# SBD-3 Dauntless at the Air Zoo



## T Bolt (Feb 8, 2017)

I took these pictures at the Air Zoo several years ago and am now posting them for Robert who is building a Dauntless in the current modeling group build. I'm pretty sure this Dauntless at the Air Zoo this is one of the aircraft recovered from Lake Lake Michigan and restored. Hard to believe it spent 60+ years underwater .


----------



## T Bolt (Feb 8, 2017)

Some more pictures


----------



## Robert Porter (Feb 8, 2017)

Those are fantastic pictures! Thank you very much for doing this, they have already been helpful in confirming I got the correct nose and cowls in my kit!

Out of curiosity can anyone explain the black lines in the wheel well's to me? Also noticed what appeared to be similar lines just outboard of the landing gear going around the wing?


----------



## T Bolt (Feb 9, 2017)

I have the impression that it's some sort of rubber seal. I'll zoom in on the un-resized picture tonight and see if I can see it better


----------



## Robert Porter (Feb 9, 2017)

I don't recall seeing anything like that in period photos. I wonder if that is something done as part of the restoration or maybe something done to preserve the aircraft?

Reactions: Like Like:
1 | Like List reactions


----------



## vikingBerserker (Feb 9, 2017)

Very cool! I've always been curious, why are the inside of the dive flaps painted bright red?


----------



## Robert Porter (Feb 9, 2017)

vikingBerserker said:


> Very cool! I've always been curious, why are the inside of the dive flaps painted bright red?


I read this explanation in 2 different places, both other forums so I am not sure if it is entirely correct yet but...

_"The red dive brakes were "invented" by one of the BT-1 squadrons (VB-5?) as a means to signal the formation to begin the dive together - too many aircraft were missing the signal when the dive brakes were just aluminum lacquer. The squadron added the paint, THEN asked permission from BuAer. BuAer argued for a bit ("But wouldn't yellow be better?") finally approving the red color in time for SBD production. "
_
Found this as well: Battle of Midway RoundTable

Reactions: Informative Informative:
1 | Like List reactions


----------



## T Bolt (Feb 9, 2017)

Robert Porter said:


> I don't recall seeing anything like that in period photos. I wonder if that is something done as part of the restoration or maybe something done to preserve the aircraft?


My guess is that if it is some sort of weather striping that it was installed after the painting on the restored aircraft and at the factory it was installed before the painting. That would explain why it doesn't show up in period photos. Don't have anything to back this up, just looking for and explanation that would fit.


----------



## Robert Porter (Feb 9, 2017)

T Bolt said:


> My guess is that if it is some sort of weather striping that it was installed after the painting on the restored aircraft and at the factory it was installed before the painting. That would explain why it doesn't show up in period photos. Don't have anything to back this up, just looking for and explanation that would fit.
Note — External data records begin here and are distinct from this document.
PR #14836, opened 2023-05-02
min_max bound strategies and refactoring of ints strategy use

Ishticode:
Three strategies have been created `min_max_bound`, `exclude_min_max` and the `combo min_max_bound_exclusion`.
These reduce the `min_value`, `max_value`, `exclude_min`, and `exclude_max` parameters down to one strategy.
These can be passed as values or strategies.
This PR refactors the helpers.ints strategy to use the `min_max_bound` strategy instead of `min_value` and `max_value`. Due to large refactoring required, others will be refactored in separate PR while giving us a chance to modify the approach.
I don't think use of a strategy should be forced for min and max values.


ivy_tests/test_ivy/helpers/hypothesis_helpers/number_helpers.py
```diff
@@ -13,6 +13,31 @@
...
+
+@st.composite
+def min_max_bound_exclusion(draw,
+                            min_value=None,
+                            max_value=None,
+                            exclude_min=True,
+                            exclude_max=True):
+    min_val, max_val = draw(min_max_bound(min_value=min_value, max_value=max_value))
+    min_ex, max_ex = draw(exclude_min_max(exclude_min=exclude_min, exclude_max=exclude_max))
+    return min_val, max_val, min_ex, max_ex
```
CatB1t, line 38: I think it's acceptable to stay with the older implemenation of `ints`, as those parameters are limited on what value that can generate, we don't have to add more complexity by using functions that just returns the `st.just` value of the paramter.

CatB1t (changes requested):

ivy_tests/test_ivy/helpers/hypothesis_helpers/number_helpers.py
Ishticode: Hi @CatB1t 
Thankyou for the review and I see your point. But I think this seems a bit needless complexity because almost all existing use of ints strategy had known values specified. Imagine a scenario where you want to generate axes values with the max not exceeding the dimension of arbitrary arrays generated by another shared strategy.  It will be possible to strategize the min max values based on the data being generated alongside ints as shared strategies. Although this can be done in current setting but without the parameter decreasing and I think these sub strategies might have more use than shown here in this PR.
Let me know what you think. 🙂

PR #14837, opened 2023-05-02
Consistent handling of devices

Dsantra92:
Some of the device handling was not handled uniformly. The changes in this pr can be summarized as:

1. `torch.tensor.to` will follow the original function argument more strictly.
2. The device handling like `None` value for device will be handled in the backend.
3. Tensorflow and jax can have `cpu` indexes given that the indexes are more than 0. Otherwise it's plain simple 'cpu'.
4. Indexed device with cpu like 'cpu:1' from jax will be converted to non-indexed version 'cpu' when used with `ivy.as_ivy_dev`.
5. There is a new framework function `ivy.is_native_device` similar to `ivy.is_native_dtype`.
6. The `ivy.to_native_device` and `ivy.to_ivy_device` throws error if the input is not correct instead of returning the unchanged value.
7. `None` is not treated as ivy.Device.

To be resolved: Where do we handle `cuda`? This is problem because `cuda` is a kind of valid device for torch. Most device conversion allow ivy.NativeDevice. Though this is the not the same as `torch.device('cuda')` but can still partly qualify as torch device. I would love to hear opinion on this.

These changes can break potentially break some other code!


ivy/__init__.py
```diff
@@ -77,7 +77,12 @@ def __new__(cls, dev_str):
         if dev_str != "":
             ivy.utils.assertions.check_elem_in_list(dev_str[0:3], ["gpu", "tpu", "cpu"])
             if dev_str != "cpu":
-                # ivy.assertions.check_equal(dev_str[3], ":")
+                ivy.assertions.check_equal(
```
VedPatwardhan, line 80: Rather than enforcing the use of device_id, can we instead assume it to be `0` when not passed? We should then be raising a warning saying that the device id wasn't passed in the input string, so is being considered as `0`.

VedPatwardhan (changes requested):
Hey @Dsantra92, thanks for looking into this, just requested a small change. After this change, let's also run a bunch of tests to see if it breaks something and get it merged. Thanks 🙂

ivy/functional/ivy/device.py
```diff
@@ -378,6 +378,39 @@ def as_native_dev(device: Union[ivy.Device, ivy.NativeDevice], /) -> ivy.NativeD
...
+
+    >>> import torch
+    >>> device = torch.device("cuda")
+    >>> device
+    device(type='cuda')
+
+    >>> ivy.is_native_dev(device)
+    True
+    """
+    return ivy.current_backend().is_native_device(device)
```
AnnaTz, line 411: Since you are adding a new function, I think you should also implement a test for it.

ivy/functional/ivy/device.py
```diff
@@ -378,6 +378,39 @@ def as_native_dev(device: Union[ivy.Device, ivy.NativeDevice], /) -> ivy.NativeD
...
+
```
AnnaTz, line 412: Also, the tests for the device-related functions you modified might have started failing now. You will probably need to update the assertions there to reflect the new expected behavior.

ivy/functional/backends/paddle/device.py
```diff
@@ -71,6 +71,12 @@ def as_native_dev(
         return paddle.fluid.libpaddle.CUDAPlace()
 
 
+def is_native_device(device: Place, /):
```
AnnaTz, line 74: If I'm not mistaken, the name should be `is_native_dev`.

AnnaTz (changes requested):

ivy/functional/backends/paddle/device.py
```diff
@@ -19,62 +21,104 @@
...
+def is_native_dev(device, /):
+    return isinstance(
+        device,
+        (
+            core.Place,
+            core.XPUPlace,
+            core.CPUPlace,
+            core.CUDAPinnedPlace,
+            core.CUDAPlace,
+            core.IPUPlace,
```
VedPatwardhan, line 104: As discussed with @djl11 yesterday, we're currently holding off the support for IPUs and XPUs, so `cpu`, `gpu` and `tpu` would be the only devices supported in `ivy` for now. Same applies to the `torch` backend as well

VedPatwardhan (changes requested):
Hey @Dsantra92, just a small change, rest looks good to go. The changes to the frontends also seem okay to me, but @AnnaTz is in a better position to review it. Thanks both 🙂

ivy/functional/backends/paddle/device.py
Dsantra92: I forgot this pr existed. We are not supporting ipu in Ivy, for supporting ivy we need to support it as an `ivy.Device`. We are just verifying if the backend ipu device is a device and allowing them to run properly in the native backend.

Dsantra92:
I don't think any of the tests are related specifially to device methods.

AnnaTz (approved):
Yeah I think the CI checks are having issues again. Generally the PR looks good to me and I think we can merge it.

ivy/functional/backends/jax/device.py
```diff
@@ -37,10 +38,14 @@ def dev(
     as_native: bool = False,
 ) -> Union[ivy.Device, jaxlib.xla_extension.Device]:
     if isinstance(x, jax.interpreters.partial_eval.DynamicJaxprTracer):
-        return ""
+        logging.warn(
```
vedpatwardhan, line 41: I think this should be an error right? If it fails silently and returns an empty string, that might be a bit hard to debug where we tried to access the device of `DynamicJaxprTracer`. Unless this is something native jax users expect, I think we should just raise an exception with the same message

vedpatwardhan (changes requested):
Hey @Dsantra92, thanks for making the changes, just one change (I'm not sure why we were returning `""` in the first place, would be good to dive a bit into the git blame). Rest seems good to go 🙂

ivy/functional/backends/jax/device.py
vedpatwardhan: Oh okay makes sense, let's add a `ToDo` comment here then, sounds good!

ivy/functional/backends/jax/device.py
```diff
@@ -50,53 +57,69 @@ def dev(
...
+    if is_native_dev(device):
         return device
-    dev_split = ivy.Device(device).split(":")
-    device = dev_split[0]
-    if len(dev_split) > 1:
-        idx = int(dev_split[1])
+    if isinstance(device, str):
+        dev_split = ivy.Device(device).split(":")
+        device = dev_split[0]
+        if len(dev_split) > 1:
```
vedpatwardhan, line 105: can we also get the arbitrary devices thing working as well as discussed for this function and other functions in the backends?

ivy/functional/backends/paddle/device.py
```diff
@@ -17,62 +19,104 @@
...
+    if device is not None:
+        native_dev = as_native_dev(device)
+        if not dev(x, as_native=True)._equals(native_dev):  # type: ignore
+            # TODO: check memory leak because ret is copying the original tensor
+            return paddle.to_tensor(x, place=native_dev, stop_gradient=x.stop_gradient)
+    return x
 
 
-def as_ivy_dev(device: Place, /):
+def as_ivy_dev(device, /):
```
vedpatwardhan, line 42: ig the typehint was removed by mistake?

vedpatwardhan (changes requested):
Thanks for making the changes @Dsantra92, we can get the PR merged after these are done based on the CI results 🙂🚀

ivy/functional/backends/paddle/device.py
vedpatwardhan: Yep sure, but we shouldn't allow it to run properly if device was of the `core.XPUPlace` type for e.g.

ivy/functional/backends/paddle/device.py
Dsantra92: No, not really. Paddle Place is not the base type for all devices. There are more device types like CPUPlace and CUDAPlace which are native devices. So Place isn't the class it supports.

ivy/functional/backends/paddle/device.py
Dsantra92: I mean it's a native device. We are just verifying if it's one, we are not supporting it in ivy or converting it.

ivy/functional/backends/jax/device.py
Dsantra92: I think that is more of a device placement issue, not a converting one. We shouldn't be handling arbitrary device logic in `to_ivy_device` or `to_native_device` but rather during device placement (which makes me wonder if https://github.com/unifyai/ivy/pull/16101 is a good case for this). Maybe a function `is_real_device` or `to_nearest_real_device` is more suitable for such operations.

vedpatwardhan: Oh okay, makes sense! Thanks for clarifying, yeah we can handle this, not necessarily in the device shifting decorators but later. I'm not sure about the utility of `is_real_device` or `to_nearest_real_device`, so probably it could just be a private helper 👍

ivy/functional/backends/paddle/device.py
vedpatwardhan: Oh okay, ig then we should be doing a `Union[]` of relevant place types as the type-hint here 🙂

ivy-leaves:

Thank you :hugs:

vedpatwardhan (approved):
lgtm! I haven't dived into the changes to the frontends, but the changes to the framework are good to merge. Thanks @Dsantra92 🙂

PR #14842, opened 2023-05-03
Adding tests for jax frontend's _src

Fayad-Alman:
Your task is to write tests for the functions of this frontend module https://github.com/unifyai/ivy/tree/master/ivy/functional/frontends/jax/_src.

Makes sense to me, especially for a Naval aircraft. Imagine they would seal what they could to help reduce/prevent corrosion issues.


----------



## Gnomey (Feb 9, 2017)

Good shots Glenn!


----------



## T Bolt (Feb 9, 2017)

Defiantly looks like some type of weather striping to me, or even fender welt if you know what that is.


----------



## Robert Porter (Feb 9, 2017)

T Bolt said:


> Defiantly looks like some type of weather striping to me, or even fender welt if you know what that is.
> 
> View attachment 365244
> View attachment 365245


It really does look like some form of weather protection. Now I am curious so I have been looking elsewhere just to see if I spot other examples.


----------



## Wildcat (Feb 10, 2017)

Great pictures!


----------



## Wayne Little (Feb 10, 2017)

Nice selection Glenn.

should post a couple in Jan's '13' thread..!


----------



## T Bolt (Feb 10, 2017)

Didn't even realize it was a 13


----------



## Robert Porter (Feb 10, 2017)

I was thinking the same thing!


----------



## Len P. (Feb 12, 2017)

Maybe that black "trim" is for de-icing...just a guess. Hope someone finds the truth..lol.


----------



## MilitaryAttractions (Mar 20, 2017)

As far as I know the plane photographed is not the one that was pulled from lake michigain. I was there this past fall (2016) and they had the fuselage, engine and wings on display awaiting resotoration.

Reactions: Like Like:
1 | Like List reactions


----------



## Old Wizard (Mar 20, 2017)




----------



## T Bolt (Mar 20, 2017)

Not the same aircraft. The one I took the pictures of has been there since 1993. Looks like they have another one to restore

From the Air Zoo website:
_The Air Zoo's SBD arrived at the museum in November 1993, still dripping water from Lake Michigan, where it was recovered. The restoration work began on this aircraft shortly after and continued until May 11, 2002 when it was dedicated. A photo of what the aircraft appeared like when the Air Zoo received it is to the right.



_

Reactions: Like Like:
1 | Like List reactions


----------



## Wurger (Mar 21, 2017)




----------